Der junge Mickey Spillane war während seiner High-School-Zeit äußerst sportlich, vor allem im Football und Schwimmen. Doch das waren nicht seine einzigen Qualitäten, den schon kurz nach dem Schulabschluss stellte er seinen ersten Roman fertig.

Nach der High School studierte Mickey Spillane am Kansas State Teachers College, ging jedoch bald wieder in seine Heimatstadt zurück. Er arbeitete als Verkäufer und als Comic-Texter. Im zweiten Weltkrieg war er Fluglehrer für Kampfflieger, wurde jedoch nie im Kampf eingesetzt. Nach seiner Heirat 1945 mit Mary Ann Pearce, die er auf dem Fliegerstützpunkt Greenwood, Mississippi, kennen lernte, verließ er die Armee ein Jahr später im Rang eines Captains.

I, the Jury

1946, zurück in New York, schrieb er in nur neun Tagen seinen ersten Krimi »I, the Jury« herunter. Grund dafür war schlicht und einfach Geldmangel, denn Spillane wollte mit seiner Frau Mary Ann ein Haus bauen. 1000 US-Dollar musste er dafür aufbringen – weit mehr, als er hatte. Basierend auf dem Charakter des Mike Danger, den er vormals in einem seiner Comics kreiert hatte, wurde so die schnell berühmt werdende Figur des Mike Hammer geboren – in Chauvinismus, Rassismus und Brutalität ein krasser Gegensatz zum fast ritterlich anmutenden Philip Marlowe von Chandler. Die Hardcover-Ausgabe, die 1947 erschien, war nun aber keinesfalls der erhoffte Erfolg. Vier Verlage lehnten die Story zuerst auch als zu brutal und zu »schmutzig« ab. Erst in Form des Taschenbuchs wurde »I, the Jury« der Durchbruch. Dadurch ermutigt, schrieb Spillane weiter an der Mike-Hammer-Serie – und die Auflagen stiegen von Folge zu Folge. In einer 1967 veröffentlichten Liste der meistverkauften Bücher in Amerika zwischen 1895 und 1965 belegte Spillane ganze sieben Plätze der Top-30.

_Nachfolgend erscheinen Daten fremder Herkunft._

PR #7942, opened 2016-03-05
mon: OSDMonitor: improve pool creation logic

xiexingguo:
This pr consists of two changes:

    The first one is that we move sanity-check for fast_read option of erasure coding
    pool ahead, so we don't dirty pending_inc map and thus can make a clean exit 
    on failure.

    The second one is that we move sanity-check for duplicated request of pool-create
    ahead,  this is safe because we only update new_pool_names[] field of penging_inc
    map at the end of creation, which undoubtedly reflects that the creation is a success.

    The first one shall be considered as a bug-fix while the second one is a cleanup, 
    which is proposed for the sake of efficiency.

### DIFF
--- a/qa/workunits/cephtool/test.sh
+++ b/qa/workunits/cephtool/test.sh
@@ -1374,6 +1374,7 @@ function test_mon_pg()
 
   ceph osd primary-affinity osd.0 .9
   expect_false ceph osd primary-affinity osd.0 -2
+  expect_false ceph osd primary-affinity osd.9999 .5
   ceph osd primary-affinity osd.0 1
 
   ceph osd pg-temp 0.0 0 1 2
--- a/qa/workunits/cephtool/test.sh
+++ b/qa/workunits/cephtool/test.sh
@@ -1235,6 +1235,7 @@ function test_mon_osd_pool()
   ceph osd pool mksnap data datasnap
   rados -p data lssnap | grep datasnap
   ceph osd pool rmsnap data datasnap
+  expect_false ceph osd pool rmsnap pool_fake snapshot
   ceph osd pool delete data data --yes-i-really-really-mean-it
 
   ceph osd pool create data2 10
--- a/qa/workunits/cephtool/test.sh
+++ b/qa/workunits/cephtool/test.sh
@@ -1041,6 +1041,9 @@ function test_mon_osd()
   expect_false "ceph osd blacklist $bl/-1"
   expect_false "ceph osd blacklist $bl/foo"
 
+  # test with wrong address
+  expect_false "ceph osd blacklist 1234.56.78.90/100"
+
   # Test `clear`
   ceph osd blacklist add $bl
   ceph osd blacklist ls | grep $bl
--- a/src/mon/OSDMonitor.cc
+++ b/src/mon/OSDMonitor.cc
@@ -1694,15 +1694,17 @@ bool OSDMonitor::can_mark_in(int i)
   return true;
 }
 
-void OSDMonitor::check_failures(utime_t now)
+bool OSDMonitor::check_failures(utime_t now)
 {
+  bool found_failure = false;
   for (map<int,failure_info_t>::iterator p = failure_info.begin();
        p != failure_info.end();
        ++p) {
     if (can_mark_down(p->first)) {
-      check_failure(now, p->first, p->second);
+      found_failure |= check_failure(now, p->first, p->second);
     }
   }
+  return found_failure;
 }
 
 bool OSDMonitor::check_failure(utime_t now, int target_osd, failure_info_t& fi)
@@ -2666,7 +2668,8 @@ void OSDMonitor::tick()
   utime_t now = ceph_clock_now(g_ceph_context);
 
   // mark osds down?
-  check_failures(now);
+  if (check_failures(now))
+    do_propose = true;
 
   // mark down osds out?
 
--- a/src/mon/OSDMonitor.cc
+++ b/src/mon/OSDMonitor.cc
@@ -2414,6 +2414,12 @@ bool OSDMonitor::prepare_remove_snaps(MonOpRequestRef op)
   for (map<int, vector<snapid_t> >::iterator p = m->snaps.begin();
        p != m->snaps.end();
        ++p) {
+
+    if (!osdmap.have_pg_pool(p->first)) {
+      dout(10) << " ignoring removed_snaps " << p->second << " on non-existent pool " << p->first << dendl;
+      continue;
+    }
+
     pg_pool_t& pi = osdmap.pools[p->first];
     for (vector<snapid_t>::iterator q = p->second.begin();
 	 q != p->second.end();
--- a/src/mon/OSDMonitor.cc
+++ b/src/mon/OSDMonitor.cc
@@ -5702,6 +5702,7 @@ bool OSDMonitor::prepare_command_impl(MonOpRequestRef op,
     if (!newcrush.name_exists(name)) {
       err = -ENOENT;
       ss << "item " << name << " does not exist";
+      goto reply;
     } else {
       int id = newcrush.get_item_id(name);
       if (!newcrush.check_item_loc(g_ceph_context, id, loc, (int *)NULL)) {
@@ -5714,6 +5715,7 @@ bool OSDMonitor::prepare_command_impl(MonOpRequestRef op,
 	} else {
 	  ss << "cannot link item id " << id << " name '" << name
              << "' to location " << loc;
+          goto reply;
 	}
       } else {
 	ss << "no need to move item id " << id << " name '" << name
--- a/src/mon/OSDMonitor.cc
+++ b/src/mon/OSDMonitor.cc
@@ -4757,6 +4757,24 @@ int OSDMonitor::prepare_new_pool(string& name, uint64_t auid,
     dout(10) << " prepare_pool_stripe_width returns " << r << dendl;
     return r;
   }
+  
+  bool fread = false;
+  if (pool_type == pg_pool_t::TYPE_ERASURE) {
+    switch (fast_read) {
+      case FAST_READ_OFF:
+        fread = false;
+        break;
+      case FAST_READ_ON:
+        fread = true;
+        break;
+      case FAST_READ_DEFAULT:
+        fread = g_conf->mon_osd_pool_ec_fast_read;
+        break;
+      default:
+        *ss << "invalid fast_read setting: " << fast_read;
+        return -EINVAL;
+    }
+  }
 
   for (map<int64_t,string>::iterator p = pending_inc.new_pool_names.begin();
        p != pending_inc.new_pool_names.end();
@@ -4771,6 +4789,7 @@ int OSDMonitor::prepare_new_pool(string& name, uint64_t auid,
   pg_pool_t empty;
   pg_pool_t *pi = pending_inc.get_new_pool(pool, &empty);
   pi->type = pool_type;
+  pi->fast_read = fread; 
   pi->flags = g_conf->osd_pool_default_flags;
   if (g_conf->osd_pool_default_flag_hashpspool)
     pi->set_flag(pg_pool_t::FLAG_HASHPSPOOL);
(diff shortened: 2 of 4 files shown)


xiexingguo:
change log:
1、add sanity check for fast-read setting during pool set
2、make debug_fake_ec_pool option cancelable
3、some cleanups

xiexingguo:
@tchaikov Done. Thank you for your attention. Feel free to change the assignee to yourself it you'd like to review these changes:-)

xiaoxichen:
could you stash the commits? something like "fix typo" and "remove redundant semicolon“ doesnt make sense to stay in the commit log.

xiexingguo:
I don't think so, I'd like them to stay this way for better tracing or backporting purpose or anything alike(e.g.,  for me,  one benefit of separating different changes into small, isolated commits would be the convenience to drop the incorrect changes and keep those which remains valid). BTW, I don't commit all these changes in a batch, but found them in a couple of days. That is why I keep appending new commits into this pr.

xiexingguo:
@tchaikov Could you do me a favor of reviewing this one for me too? This pr is somewhat big but most of the changes are cleanups. And I'll be very appreciated if I can receive some precious advice from you. Thanks again:-)

xiexingguo:
@tchaikov Ping~

src/mon/OSDMonitor.cc
```diff
@@ -1625,18 +1625,21 @@ bool OSDMonitor::can_mark_in(int i)
...
+  bool propose_now = false;
   for (map<int,failure_info_t>::iterator p = failure_info.begin();
        p != failure_info.end();
        ++p) {
     if (can_mark_down(p->first)) {
-      check_failure(now, p->first, p->second);
+      check_failure(now, p->first, p->second, propose_now ? NULL : &propose_now);
     }
   }
+  return propose_now;
```
xiaoxichen: bool is_failure_found = false;
 if (can_mark_down(p->first)) {
      is_failure_found |= check_failure(now, p->first, p->second);		
      }		      
}
return is_failure_found;

Seems did same thing as your code but simpler?

src/mon/OSDMonitor.cc
```diff
@@ -4599,6 +4599,14 @@ int OSDMonitor::prepare_new_pool(string& name, uint64_t auid,
...
   if (name.length() == 0)
     return -EINVAL;
+
+  for (map<int64_t,string>::iterator p = pending_inc.new_pool_names.begin();
+       p != pending_inc.new_pool_names.end();
+       ++p) {
+    if (p->second == name)
+      return 0;
+  }
+
```
tchaikov: i am not sure i see the point of moving this block around?

xiexingguo: So if we receive duplicated request of pool-creation request, we can fast catch it、skip over unnecessary sanity check and make quick response.

src/mon/OSDMonitor.cc
```diff
@@ -5596,6 +5596,7 @@ bool OSDMonitor::prepare_command_impl(MonOpRequestRef op,
     if (!newcrush.name_exists(name)) {
       err = -ENOENT;
       ss << "item " << name << " does not exist";
+      goto reply;
```
tchaikov: the commit message is misleading. `wait_for_finished_proposal()` does not trigger a new proposal.

src/mon/OSDMonitor.cc
```diff
@@ -6440,6 +6440,10 @@ bool OSDMonitor::prepare_command_impl(MonOpRequestRef op,
       wait_for_finished_proposal(op, new Monitor::C_Command(mon, op, 0, rs,
                                                 get_last_committed() + 1));
       return true;
+    } else {
+      ss << "osd." << id << " does not exist";
+      err = -ENOENT;
+      goto reply;
```
tchaikov: could you add a simple test for this change?

src/mon/OSDMonitor.cc
xiexingguo: check_failure() may also return true in this case: https://github.com/ceph/ceph/pull/7942/files#diff-0a5db46a44ae9900e226289a810f10e8R1705

In the above case we may don't want to trigger a duplicated propose, I guess.

src/mon/OSDMonitor.cc
xiexingguo: sure

src/mon/OSDMonitor.cc
xiexingguo: OK. Will fix it.

src/mon/OSDMonitor.cc
```diff
@@ -7657,7 +7657,7 @@ bool OSDMonitor::prepare_pool_op(MonOpRequestRef op)
     case POOL_OP_CREATE_SNAP:
     case POOL_OP_DELETE_SNAP:
       if (!pool->is_unmanaged_snaps_mode()) {
-        bool snap_exists = pool->snap_exists(m->name.c_str());
+        bool snap_exists = pool->snap_exists(m->name.c_str()) > 0;
```
tchaikov: i don't see the problem of the conversion to bool. it's well define in C++ standard 4.12 [conv.bool].

xiexingguo: OK, will remove this change.

src/mon/OSDMonitor.cc
```diff
@@ -2345,6 +2345,12 @@ bool OSDMonitor::prepare_remove_snaps(MonOpRequestRef op)
   for (map<int, vector<snapid_t> >::iterator p = m->snaps.begin();
        p != m->snaps.end();
        ++p) {
+
+    if (!osdmap.have_pg_pool(p->first)) {
+      dout(10) << " ignoring removed_snaps " << p->second << " on non-existent pool " << p->first << dendl;
```
tchaikov: could you add a simple test for this change?

xiexingguo: I'll try...

src/mon/OSDMonitor.cc
tchaikov: and could you elaborate a little bit on how this can improve the current availability of cluster?

xiexingguo:
@tchaikov  Would you kindly tell me where is the proper place to add these tests? Thanks a lot:)

tchaikov:
and i am with @xiaoxichen on squashing these cosmetic changes:

- 03ba3ad016b19c57756bb87688685ecb966f2ec5
- ee369d546cffea3a7e701a0320a364fc933b0f4f
- 001b39b3f18aa14f427feaf8e89ad70e1160f4d3

xiexingguo:
@tchaikov It's OK if you persist.

> Would you kindly tell me where is the proper place to add these tests? Thanks a lot:)

Any suggestion about my question? Thanks.

tchaikov:
> Would you kindly tell me where is the proper place to add these tests?
```
$ git grep 'osd primary-affinity'
doc/man/8/ceph.rst:Subcommand ``primary-affinity`` adjust osd primary-affinity from 0.0 <=<weight>
doc/man/8/ceph.rst:     ceph osd primary-affinity <osdname (id|osd.id)> <float[0.0-1.0]>
doc/rados/operations/crush-map.rst:     ceph osd primary-affinity <osd-id> <weight>
qa/workunits/cephtool/test.sh:  ceph osd primary-affinity osd.0 .9
qa/workunits/cephtool/test.sh:  expect_false ceph osd primary-affinity osd.0 -2
qa/workunits/cephtool/test.sh:  ceph osd primary-affinity osd.0 1
src/mon/MonCommands.h:COMMAND("osd primary-affinity " \
src/mon/MonCommands.h:  "adjust osd primary-affinity from 0.0 <= <weight> <= 1.0", \
src/mon/OSDMonitor.cc:  } else if (prefix == "osd primary-affinity") {
```

so probably you could put the one for "ceph osd primary-affinity" into "qa/workunits/cephtool/test.sh" ?

xiexingguo:
@tchaikov OK, thank you so very much. I'll give another try.

src/mon/OSDMonitor.cc
tchaikov: the same applies to the "skipped" checks. imho, we might want to focus on the performance of hotspots instead of the error handling paths.

xiexingguo: OK, I will take this change down.

xiexingguo:
@tchaikov All fixed as you suggested except the "osd pool rmsnap" one. I am worried the test case added can not fully verified such a complicated case. So perhaps I shall drop that change for now if you insist. And ping me if there is anything I need to further clarify.

xiexingguo:
@tchaikov Since you are there, could you please take a look at this again? Thanks.

xiexingguo:
@tchaikov Ping

tchaikov:
@xiexingguo sorry for the latency, will review this changeset tomorrow.

xiexingguo:
You are welcome:-)

qa/workunits/cephtool/test.sh
```diff
@@ -1355,6 +1355,7 @@ function test_mon_pg()
 
   ceph osd primary-affinity osd.0 .9
   expect_false ceph osd primary-affinity osd.0 -2
+  expect_false ceph osd primary-affinity osd.9999 .5
```
tchaikov: the sha1 of the referenced commit will change after the merge, maybe you can squash this change into the one it is testing.

qa/workunits/cephtool/test.sh
```diff
@@ -1213,6 +1213,7 @@ function test_mon_osd_pool()
   ceph osd pool mksnap data datasnap
   rados -p data lssnap | grep datasnap
   ceph osd pool rmsnap data datasnap
+  expect_false ceph osd pool rmsnap pool_fake snapshot
```
tchaikov: could you squash this change into the one it is testing?

xiexingguo:
Morning, done.

src/mon/OSDMonitor.cc
xiaoxichen: i think usually we can finished the proposal within one tick(5s by default IIRC), if not, it would be OK(or better) to trigger the proposal again. Make sense?

xiexingguo: @xiaoxichen Thanks for your attention. Your idea is OK with me. Let's wait and see @tchaikov 's idea before going any futher:)

tchaikov: i agree with @xiaoxichen , the propose_timer will be cancelled if the `tick()` decides to propose the pending changes at seeing a failed OSD, even if a pending change for the failed OSD was scheduled by the `PaxosService::prepare_update()` because of a failure report.

tchaikov: > we have to wait long enough to sentence the guilty OSD to death.

just want to clarify.. how long is "long enough"? i assume it will be triggered by some other changes so it can be piggy back with other pending changes? or maybe another MOSDFailure message targeting the same OSD?

src/mon/OSDMonitor.cc
```diff
@@ -7493,6 +7493,8 @@ bool OSDMonitor::prepare_command_impl(MonOpRequestRef op,
     ss << "will thrash map for " << thrash_map << " epochs";
     ret = thrash();
     err = 0;
+    if (ret)
```
tchaikov: in addition to "what", could you put the motive of this change into the commit, say, "why"?

also, `wait_for_finished_proposal()` does not trigger an update.

xiexingguo:
@tchaikov  Fix https://github.com/ceph/ceph/pull/7942/commits/539f34aef3334b48c2c2620a81e664ebf78b4a95 as @xiaoxichen 's gorgeous advice.
The time before monitor can make a decision an osd is dead is not constant, and you may check check_failure() for detail. Usually this change can be caught by other pending changes, but maybe it's not. I guess that's why the tick() thread shall do this check again.

No offend, it's OK to drop this change with me if you insist:)

tchaikov:
ah, i am good with this change. just wanted to check with you to see if i understand it correctly.

src/mon/OSDMonitor.cc
```diff
@@ -6625,8 +6625,11 @@ bool OSDMonitor::prepare_command_impl(MonOpRequestRef op,
     string addrstr;
     cmd_getval(g_ceph_context, cmdmap, "addr", addrstr);
     entity_addr_t addr;
-    if (!addr.parse(addrstr.c_str(), 0))
+    if (!addr.parse(addrstr.c_str(), 0)) {
```
tchaikov: could have simple test for this also.

tchaikov:
reviewed, would be better if we can have 
- a test for ef7df2c .
- and more detailed commit message for 8673f3d

tchaikov:
lgtm, @jecluis mind taking a look?

xiexingguo:
@tchaikov  Thank you for your careful review. I have learned so much, as always.

tchaikov:
@xiexingguo i am removing the jewel milestone from this pull request. as i think, despite that a80d6c5 helps with the performance of the cluster when some osd should be marked, but this PR is not ready for merge at the moment. so let's move it out of jewel.

xiexingguo:
@tchaikov OK:)

PR #7943, opened 2016-03-05
init-ceph.in: allow case-insensitive true in `osd crush update on start'

llua:
I noticed this when openstack/puppet-ceph sliently converted my 'true'
to 'True' in ceph.conf.

Signed-off-by: Eric Cook llua@gmx.com


liewegas:
lgtm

Mit dem Erfolg wuchs aber auch die Zahl der Kritiker, die Spillane nicht gerade mit Samthandschuhen anfassten. Besonders die Darstellung von Sexualität und Gewalt war den Kritikern ein Dorn im Auge. Zwar nahm er nach Außen die Kritik gelassen hin, war innerlich aber verletzt, was dazu führte, dass sich Spillane aus der »High-Society« des öffentlichen Lebens zurückzog und das Image des Bier trinkenden Proletarier-Schriftstellers pflegte. Ironischerweise wurde genau dieses Image in seiner berühmten Werbung für Miller Beer untermauert. Spillane füllte sich gründlich missverstanden, denn seiner Auffassung nach schrieb er insbesondere für Veteranen des Zweiten Weltkriegs, die schließlich soviel durchgemacht hätten, um auch Spillanes Schreibe zu verkraften und vor allem zu verstehen. In Spillanes Entscheidung, sich 1952 den Zeugen Jehovas anzuschließen, fühlten sich seine Kritiker jedoch nur noch mehr in ihrer Haltung bestärkt.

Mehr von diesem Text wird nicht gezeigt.